COLUMBUS, Ohio (WCMH) — In the event of an emergency, it’s important that all parties involved, whether that be on a federal, state or local level, are able to work together to be able to better protect the public, which is why simulations like the one happening this week in Columbus are so important.
This week, the drill is to simulate an anthrax attack, to make sure everyone is prepared to deal with the situation in the event of an emergency.
“We’re ready to respond at a moment’s notice,” Ohio National Guard Deputy Commander Cpt. Amin Ansari said. “We have a 90-minute response time from the minute we get the call to report on scene to get out of the door.”
The Ohio National Guard Civil Support Team consists of members in the Army and Air Force who train to make sure they’re able to go to a scene and collect samples.
“What we’re doing here today is going into a call that we have been given a white powdery substance, that was our response and here we are on scene to try and figure out what it is and mitigate that hazard,” Ansari said.
Exercises like this allow the Ohio Department of Health (ODH) to evaluate its ongoing readiness and make adjustments when necessary.
“It’s all with an eye towards best protecting the people of Ohio,” ODH Director Dr. Bruce Vanderhoff said.
The mission of ODH’s Bureau of Health Preparedness is to prepare, prevent and respond whenever the people of Ohio are experiencing threats to health and safety.
“During any potential biologic threat event like an anthrax attack, you see that we have our sampling teams, that are going in to access the situation, are well protected with specialized gear and that’s because even in this training episode, we’re working very hard to ensure that the experience is as real as possible,” Vanderhoff said.

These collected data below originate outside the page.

PR #202, opened 2020-07-27
Fix/Bug 154

stephengtuggy:
Thank you for submitting a pull request and becoming a contributor to the Vega Strike Core Engine.

Please answer the following:

Code Changes:
- [ ] Have the PR Validation Tests been run? See https://github.com/vegastrike/Vega-Strike-Engine-Source/wiki/Pull-Request-Validation
- [x] This is a **build and** documentation change only

Issues:
- Please list any related issues
Fixes #154 

Purpose:
- What is this pull request trying to do? Fix the manual build process, as well as the instructions for performing said manual build.
- What release is this for? 0.7.x
- Is there a project or milestone we should apply this to? 0.7.x

PR #207, opened 2020-07-30
Fix version numbers for boost

evertvorster:
This PR is purely to fix the boost detection so that the package compiles on Arch Linux. 

The version numbers for boost does not exist as it was defined, this would then cause CMake to look for python3_boost, which does not exist on Arch Linux systems, and fail compilation. 
Python3_boost does exist on other systems, and it would give the appearance of working properly on other distros when in fact it was failing to choose the proper path and falling back to "python3"

This python2/3 thing has been the source of many headaches, as implementations differes across distros, with some updating "python" to mean python3, and others staying with "python" meaning "python2" for compatibility reasons. 

The way forward for specifying which boost version to use is to use both the mayor and minor python version on the system in conjunction with boost, as this is the same across all distros. 

More about it here:
https://cmake.org/cmake/help/v3.15/module/FindBoost.html


evertvorster:
I'm trying a few different edits here on the CMakeLists.txt file to see if I can make it pass compilation on all the targets

evertvorster:
Sorry for the many commits, I'm just trying to make it compile on all the targets that we care about. However, the last commit is a bit of an ugly hack.

evertvorster:
OK, I have banged my head on the table enough on this one. 
The builds we care about passes with this last edit. 

There is even a build that passes now that did not when the changes were put in. (LTS Xenial with Python 3)

However, none of the MacOS builds pass, and they have not passed when these changes were put in either. 

I can see on the Python2 branch of the MacOS that python & boost are detected and configured properly. It then fails on something else. 
The Python 3 branch fails to find the python3 boost, as it looks like the mayor and minor version numbers were not found.

s0600204:
Hmm, my apologies... the CMake documentation does not state (on the relevant page) that `VERSION_GREATER_EQUAL` requires CMake v3.7 or greater; if it had, I most likely would not have used it in #163.

Anyway:
* The `VERSION_*` comparators expect the version numbers to be in the form `X.Y.Z` ([link](https://cmake.org/cmake/help/latest/command/if.html)).
* Until CMake v3.15, `Boost_VERSION` is in the same form as it appears in the `boost/version.hpp` file (e.g. `106700`) ([link](https://cmake.org/cmake/help/v3.14/module/FindBoost.html?highlight=boost_version)).

As such, I'd like to suggest the following alternate approach to this issue:
```diff
diff --git a/engine/CMakeLists.txt b/engine/CMakeLists.txt
index a6ac62634..bf8659877 100644
--- a/engine/CMakeLists.txt
+++ b/engine/CMakeLists.txt
@@ -715,18 +715,23 @@ IF (USE_SYSTEM_BOOST)
     IF (Boost_FOUND)
         MESSAGE("++ Found System Boost version : ${Boost_VERSION}")
 
+        # VERSION_EQUAL / VERSION_GREATER requires a version in the form X.Y.Z
+        # Until CMake v3.15, Boost_VERSION is in the form as written in boost/version.hpp (e.g. 106700)
+        # Thus, build the version from parts, which should work across all supported CMake versions
+        SET(BOOST_DERIVED_VERSION "${Boost_MAJOR_VERSION}.${Boost_MINOR_VERSION}.${Boost_SUBMINOR_VERSION}")
+
         # With boost version 1.67 and above, python components are specified with a version suffix
         # (`python27`, `python38`) instead of their invocation name (`python`, `python3`)
-        IF ((Boost_VERSION VERSION_EQUAL 106700) OR (Boost_VERSION VERSION_GREATER 106700))
+        IF ((BOOST_DERIVED_VERSION VERSION_EQUAL 1.67) OR (BOOST_DERIVED_VERSION VERSION_GREATER 1.67))
             STRING(REPLACE "." ";" PYTHONLIBS_VERSION_LIST ${PYTHONLIBS_VERSION_STRING})
             LIST(GET PYTHONLIBS_VERSION_LIST 0 PYTHON_VERSION_MAJOR)
             LIST(GET PYTHONLIBS_VERSION_LIST 1 PYTHON_VERSION_MINOR)
             SET(BOOST_PYTHON_COMPONENT "python${PYTHON_VERSION_MAJOR}${PYTHON_VERSION_MINOR}")
         ELSEIF (USE_PYTHON_3)
                 SET(BOOST_PYTHON_COMPONENT "python3")
-        ELSE ((Boost_VERSION VERSION_EQUAL 106700) OR (Boost_VERSION VERSION_GREATER 106700))
+        ELSE ((BOOST_DERIVED_VERSION VERSION_EQUAL 1.67) OR (BOOST_DERIVED_VERSION VERSION_GREATER 1.67))
                 SET(BOOST_PYTHON_COMPONENT "python")
-        ENDIF ((Boost_VERSION VERSION_EQUAL 106700) OR (Boost_VERSION VERSION_GREATER 106700))
+        ENDIF ((BOOST_DERIVED_VERSION VERSION_EQUAL 1.67) OR (BOOST_DERIVED_VERSION VERSION_GREATER 1.67))
 
         UNSET(Boost_${BOOST_PYTHON_COMPONENT}_FOUND)
         MESSAGE("++ Looking for System Boost::python")
```

----

The OSX py3 build fails where it does because the `boost-python3` package is not installed.

stephengtuggy:
@s0600204 I took **still** another approach here: https://github.com/vegastrike/Vega-Strike-Engine-Source/pull/202 . I used [CMake Policy 0093](https://cmake.org/cmake/help/latest/policy/CMP0093.html#policy:CMP0093) to make newer versions of CMake report the Boost version in 106700 format, the way the older CMake versions did. Then I compare the resulting Boost version to 106700.

I believe It works because the minor and patch versions are optional. (They're listed in square brackets `[]` in the [link](https://cmake.org/cmake/help/latest/command/if.html) you referenced.)

s0600204:
Polite reminder (from *your* referenced link):
> **Note:** The `OLD` behavior of a policy is [`deprecated by definition`](https://cmake.org/cmake/help/latest/manual/cmake-policies.7.html#manual:cmake-policies(7)) and may be removed in a future version of CMake.

stephengtuggy:
@s0600204 True. Your way probably _is_ better.

Do you mind if I incorporate it into #202 ?

s0600204:
Sure, I've no objection.

stephengtuggy:
@s0600204 I incorporated a slightly adapted version of your fix into #202 . It's working great so far. Thank you very much.

PR #210, opened 2020-07-31
In basecomputer.cpp, convert all instances of sprintf to use boost::format instead

### LINKED ISSUE #168: basecomputer.cpp uses memory-unsafe sprintf, in multiple places
See https://stackoverflow.com/questions/3662899/understanding-the-dangers-of-sprintf .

The National Guard and the Columbus Fire Department suited up and went in to secure the scene.
“When we come on scene, we work for the incident commander and right now that happens to be the fire chief of hazmat four and whenever he or she, whoever is taking that incident command feels that we’ve met their objectives, that’s when we will end that mission set,” Ansari said..
The work still isn’t done; the next step is working with all 88 counties in Ohio.
“What that will involve is the local health departments making a request for medications based on their population need,” Vanderhoff said. “The Ohio Department of Health will then work to ship this medication. Now for this simulation ‘medication’ is going to be empty pill bottles to eight regional drop sites all around the state.”
The goal is to get the medication within the first 48 hours, then comes the debrief.
“The actual debrief will come from the incident commander telling us we’ve completed the mission, or we need more additional resources to come in and finalize things,” Ansari said.
The simulation continues Wednesday at the Historic Crew Stadium.